Task material =>
##############################

PR #6006, opened 2026-01-10
Update llvm-project

StephanTLavavej:
* Update llvm-project.
  + Picks up @vmichal's llvm/llvm-project#175114.
* WG21-P2404R3 was implemented by llvm/llvm-project#99420.
* Mark new flat_meow tests as FAIL in `main`.
* More "unevaluable pointer value" constexpr errors.
* More `-Wself-move` warnings.
* Mark static_asserts as FAIL, not yet analyzed.
* constexpr step limits.
* Properly categorize failures related to llvm/llvm-project#171438, thanks @frederick-vs-ja!
* Perma-workaround DevCom-11026685 by extracting an alias template, thanks @frederick-vs-ja!
  + This is superseded by Simplification 3 below.
* Simplification 1: Move up aliases in `cartesian_product_view::_Iterator`, no other changes.
  + This enables the next commit.
* Simplification 2: Use `cartesian_product_view::_Iterator::difference_type`.
  + We already provide this for the outside world, and it's simpler to use it internally too.
* Simplification 3: Use `_Iterator::difference_type` consistently.
  + Instead of having to form the difference type again, and sometimes needing to work around DevCom-10253131 / DevCom-11026685 in MSVC, we can just ask the iterator what its difference type is.
  + I reported VSO-2680018 "EDG doesn't implement C++20 Down With Typename for return types of friend functions" which was also bothering us in `flat_meow`.
  + I removed some unnecessary manual wrapping (the empty `//` comments controlling clang-format behavior).
  + In `zip_view::_Sentinel`, I extract a `_Difference_type` alias. This is because the body of the `friend` `operator-()` needs to refer to the type, but only the `_Sentinel` has granted it friendship; it can't see `zip_view::_Iterator`. This ends up being cleaner anyways.
* Mark C++26 tests as FAIL for the internal harness.

### DIFF
--- a/tests/libcxx/expected_results.txt
+++ b/tests/libcxx/expected_results.txt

##############################

Activity =>
This exercise needs each record retyped exactly as shown.

Your response =>
PR #6006, opened 2026-01-10
Update llvm-project

StephanTLavavej:
* Update llvm-project.
  + Picks up @vmichal's llvm/llvm-project#175114.
* WG21-P2404R3 was implemented by llvm/llvm-project#99420.
* Mark new flat_meow tests as FAIL in `main`.
* More "unevaluable pointer value" constexpr errors.
* More `-Wself-move` warnings.
* Mark static_asserts as FAIL, not yet analyzed.
* constexpr step limits.
* Properly categorize failures related to llvm/llvm-project#171438, thanks @frederick-vs-ja!
* Perma-workaround DevCom-11026685 by extracting an alias template, thanks @frederick-vs-ja!
  + This is superseded by Simplification 3 below.
* Simplification 1: Move up aliases in `cartesian_product_view::_Iterator`, no other changes.
  + This enables the next commit.
* Simplification 2: Use `cartesian_product_view::_Iterator::difference_type`.
  + We already provide this for the outside world, and it's simpler to use it internally too.
* Simplification 3: Use `_Iterator::difference_type` consistently.
  + Instead of having to form the difference type again, and sometimes needing to work around DevCom-10253131 / DevCom-11026685 in MSVC, we can just ask the iterator what its difference type is.
  + I reported VSO-2680018 "EDG doesn't implement C++20 Down With Typename for return types of friend functions" which was also bothering us in `flat_meow`.
  + I removed some unnecessary manual wrapping (the empty `//` comments controlling clang-format behavior).
  + In `zip_view::_Sentinel`, I extract a `_Difference_type` alias. This is because the body of the `friend` `operator-()` needs to refer to the type, but only the `_Sentinel` has granted it friendship; it can't see `zip_view::_Iterator`. This ends up being cleaner anyways.
* Mark C++26 tests as FAIL for the internal harness.

### DIFF
--- a/tests/libcxx/expected_results.txt
+++ b/tests/libcxx/expected_results.txt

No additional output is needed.